Today's first Poverty Alleviation session was "Emerging from Crisis and Investing in the Future," focusing on post-conflict economic reconstruction.
As the world is currently seeing with the situation in Iraq, reconstruction needs to balance political, economic, and security needs. And it's not always clear which one needs to proceed the others for progress to happen.
Ashraf Ghani, the former finance minister of Afghanistan, today noted that after 9/11, he often had to work with his colleagues in Afghanistan's Cabinet, even though "a lot of them were outright criminals." But "politics and peace requires making deals of those kinds." He also stressed the importance of engaging young people, both politically and economically, to improve security:
"I did a very large survey in Afghanistan again. And I asked the people who carried out the survey, 'What is the definition of a terrorist?' And they said, 'An unemployed youth.' For $50, people have been blowing up bridges that have cost $500,000, and we need to focus on the youth. They don't want out, they want into the globalization process, but unless we have an agenda of creating middle classes in these places, and opening up the prospect of upward social mobility, we really cannot bring peace, and that requires a double perspective: both the politics of hope and the economics of growth."
Simply creating jobs for young people isn't enough though.
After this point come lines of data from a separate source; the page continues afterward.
PR #809, opened 2016-09-06
geoip: memoize latest databases, remove json-based api

### LINKED ISSUE #737: geoip: remove API returning a JSON

bassosimone:
Closes #737 #736


bassosimone:
Setting "on hold" again: I've figure out this scheme will break when we update databases on the fly, a case when we do not want to keep the previous database openned.

bassosimone:
@hellais this avoids opening GeoIP database whenever we use GeoIP services. It started as a candidate hotfix but then grow more complex, since I also considered the case where you want to close the database, update the files, and then reopen the database. Bottom line is that I do not think I can merge this directly and a review of this diff would be very welcome!

src/libmeasurement_kit/ooni/ooni_test.cpp
```diff
@@ -69,6 +69,7 @@ void OoniTest::geoip_lookup(Callback<> cb) {
     probe_cc = "ZZ";
     ip_lookup(
         [=](Error err, std::string ip) {
+            // TODO: refactor to use the if-err-then-cb-and-return style
```
hellais: Also the if else nesting is quite nasty here.

src/libmeasurement_kit/ooni/utils.cpp
```diff
@@ -23,14 +23,46 @@ void resolver_lookup(Callback<Error, std::string> callback, Settings settings,
     resolver_lookup_impl(callback, settings, reactor, logger);
 }
 
-IPLocation::IPLocation(std::string path_country_, std::string path_asn_,
+/* static */ Var<IpLocationProxy> IpLocationProxy::global() {
+    static Var<IpLocationProxy> singleton(new IpLocationProxy);
+    return singleton;
+}
+
+Var<IpLocation> IpLocationProxy::open(std::string country, std::string asn,
```
hellais: I find it a bit misleading that this method name is called `open`. I would expect that an open method would actually create open handles to the various geoip files, but instead what it does is that it just creates an instance of `IPLocation`. The files are actually opened lazily when you first attempt to resolve something.

At the minimum I would add a line stating that this is the behaviour.

src/libmeasurement_kit/ooni/ooni_test.cpp
```diff
@@ -77,30 +78,27 @@ void OoniTest::geoip_lookup(Callback<> cb) {
...
+                    ErrorOr<std::string> s;
+                    s = gi->resolve_asn(ip);
+                    if (!!s) {
+                        logger->info("probe_asn: %s", s->c_str());
                         if (options.get("save_real_probe_asn", true)) {
-                            probe_asn = (*res)["asn"];
+                            probe_asn = *s;
                         }
-                        logger->info("probe_asn: %s", probe_asn.c_str());
+                    }
```
hellais: Maybe we should write a log message when `!s`.

src/libmeasurement_kit/ooni/ooni_test.cpp
```diff
@@ -77,30 +78,27 @@ void OoniTest::geoip_lookup(Callback<> cb) {
...
-                        // better to let the exception unwind than just print
-                        // a warning, because the former is easier to notice
-                        // and therefore fix during development
+                    auto gi = IpLocationProxy::global()->open(
+                                cntry_p, asn_p, "", logger);
+                    ErrorOr<std::string> s;
+                    s = gi->resolve_asn(ip);
+                    if (!!s) {
+                        logger->info("probe_asn: %s", s->c_str());
                         if (options.get("save_real_probe_asn", true)) {
```
hellais: Since we actually don't do anything with the lookup when it fails, we may want to just skip doing it if `save_real_probe_XXX` is false.

src/libmeasurement_kit/ooni/ooni_test.cpp
```diff
@@ -77,30 +78,27 @@ void OoniTest::geoip_lookup(Callback<> cb) {
...
                     probe_ip = ip;
                 }
-                std::string country_p =
-                    options.get("geoip_country_path", std::string{});
-                std::string asn_p =
-                    options.get("geoip_asn_path", std::string{});
-                if (country_p == "" or asn_p == "") {
+                auto cntry_p = options.get("geoip_country_path", std::string{});
+                auto asn_p = options.get("geoip_asn_path", std::string{});
+                if (cntry_p == "" or asn_p == "") {
```
hellais: Maybe we can check only for the paths we actually need. That is `cntry_p` if `save_real_probe_country` is true and `asn_p` if `save_real_probe_asn` is true.

src/libmeasurement_kit/ooni/utils.cpp
hellais: Maybe a more appropriate name would be `set_paths`.

hellais:
Ok I took a look at this branch and sprinkled some comments on it.

This is what I would do to proceed in merging:

* [x] First pass at reviewing the branch

* [ ] merge/rebase it onto master (can you do this @bassosimone ?)

* [ ] second pass at code review

* [ ] local testing

* [ ] Merge.

src/libmeasurement_kit/ooni/ooni_test.cpp
bassosimone: Yes, indeed, that's why I'd like to refactor! I've created #815 to take care of this.

bassosimone:
okay @hellais I've done another pass at improving this pull request trying to take into account your suggestions plus trying to further simplify the code (i.e. rather than have one class managing three geoip databases at a time, now there's just one class per geoip database). I think this is is again ready for review!

include/measurement_kit/common/error.hpp
```diff
@@ -45,7 +45,7 @@ class Error : public std::exception {
         child_errors.push_back(container);
     }
 
-    std::string explain() {
+    std::string explain() const {
```
bassosimone: In a couple of places I was deadling with `const Error` and this change helped

src/libmeasurement_kit/ooni/ooni_test.cpp
```diff
@@ -74,47 +74,55 @@ void OoniTest::run_next_measurement(size_t thread_id, Callback<Error> cb,
...
+                try {
+                    probe_asn = *GeoipCache::global()
+                        ->resolve_asn(asn_path, ip, logger);
+                } catch (const Error &err) {
+                    logger->warn("cannot lookup asn: %s",
+                                 err.explain().c_str());
                 }
+            } else if (asn_path == "") {
+                logger->warn("geoip_asn_path is not set");
             }
```
bassosimone: In this hunk I refactored the code in here to reduce cyclomatic complexity

src/libmeasurement_kit/ooni/utils.cpp
```diff
@@ -23,141 +23,103 @@ void resolver_lookup(Callback<Error, std::string> callback, Settings settings,
...
-    const char *result;
-    result = GeoIP_country_name_by_name_gl(gi_country, ip.c_str(), &gl);
-    if (result == nullptr) {
-        return GenericError();
-    }
-    std::string country_name = result;
-    return country_name;
+        std::string country_code = result;
+        return country_code;
+    }, logger);
```
bassosimone: Most of the hunk above disappears if we don't consider space changes

src/libmeasurement_kit/ooni/utils.cpp
```diff
@@ -23,141 +23,103 @@ void resolver_lookup(Callback<Error, std::string> callback, Settings settings,
...
-    }
-    std::string result;
-    if (gir->city != nullptr) {
-        result = gir->city;
-    }
-    GeoIPRecord_delete(gir);
-    return result;
+        std::string country_name = result;
+        return country_name;
+    }, logger);
```
bassosimone: Most of the hunk above disappears if we don't consider space changes

src/libmeasurement_kit/ooni/utils.cpp
```diff
@@ -23,141 +23,103 @@ void resolver_lookup(Callback<Error, std::string> callback, Settings settings,
...
-    asn = split(asn).front(); // We only want ASXX
-    free(res);
-    return asn;
+        std::string result;
+        if (gir->city != nullptr) {
+            result = gir->city;
+        }
+        GeoIPRecord_delete(gir);
+        return result;
+    }, logger);
```
bassosimone: Most of the diff related to this function above disappears if we don't consider space changes

src/libmeasurement_kit/ooni/utils.cpp
```diff
@@ -23,141 +23,103 @@ void resolver_lookup(Callback<Error, std::string> callback, Settings settings,
...
+    return action();
 }
 
-ErrorOr<std::string> IPLocation::resolve_country_name(std::string ip,
-                                                      Var<Logger> logger) {
-    if (gi_country == nullptr) {
-        gi_country = GeoIP_open(path_country.c_str(), GEOIP_MEMORY_CACHE);
-        if (gi_country == nullptr) {
-            logger->warn("IPLocation: cannot open geoip country database");
-            return CannotOpenGeoIpCountryDatabaseError();
```
bassosimone: This code that opens the database has been refactored inside the method called `with_open_database_do`

src/libmeasurement_kit/ooni/utils.cpp
```diff
@@ -23,141 +23,103 @@ void resolver_lookup(Callback<Error, std::string> callback, Settings settings,
...
-    }
-    ErrorOr<std::string> country_name = ip_location.resolve_country_name(ip);
-    if (!country_name) {
-        return country_name.as_error();
-    }
-    ErrorOr<std::string> city_name;
-    if (path_city != "") {
-        city_name = ip_location.resolve_city_name(ip);
-        if (!city_name) {
-            return city_name.as_error();
```
bassosimone: This method returning a json has been removed

src/libmeasurement_kit/ooni/utils.cpp
```diff
@@ -23,141 +23,103 @@ void resolver_lookup(Callback<Error, std::string> callback, Settings settings,
...
-    node["asn"] = asn.as_value();
-    if (path_city != "") {
-        node["city_name"] = city_name.as_value();
-    }
-    return node;
+        std::string asn = res;
+        asn = split(asn).front(); // We only want ASXX
+        free(res);
+        return asn;
+    }, logger);
```
bassosimone: Also in this case most changes are space changes

hellais:
This looks good to me!

🌐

As Betty Bigombe of the United States Institute of Peace pointed out, jobs are often untargeted and ill-suited for the post-conflict situations.
Paul Collier, Oxford University professor and author of The Bottom Billion then suggested sponsoring a technical college to train "mundane construction skills as a first step in reconstruction."
"Every time you create some mundane skills there, you can also employ a lot of totally unskilled people," said Collier. "But the unskilled people are useless unless they're matched with some skilled."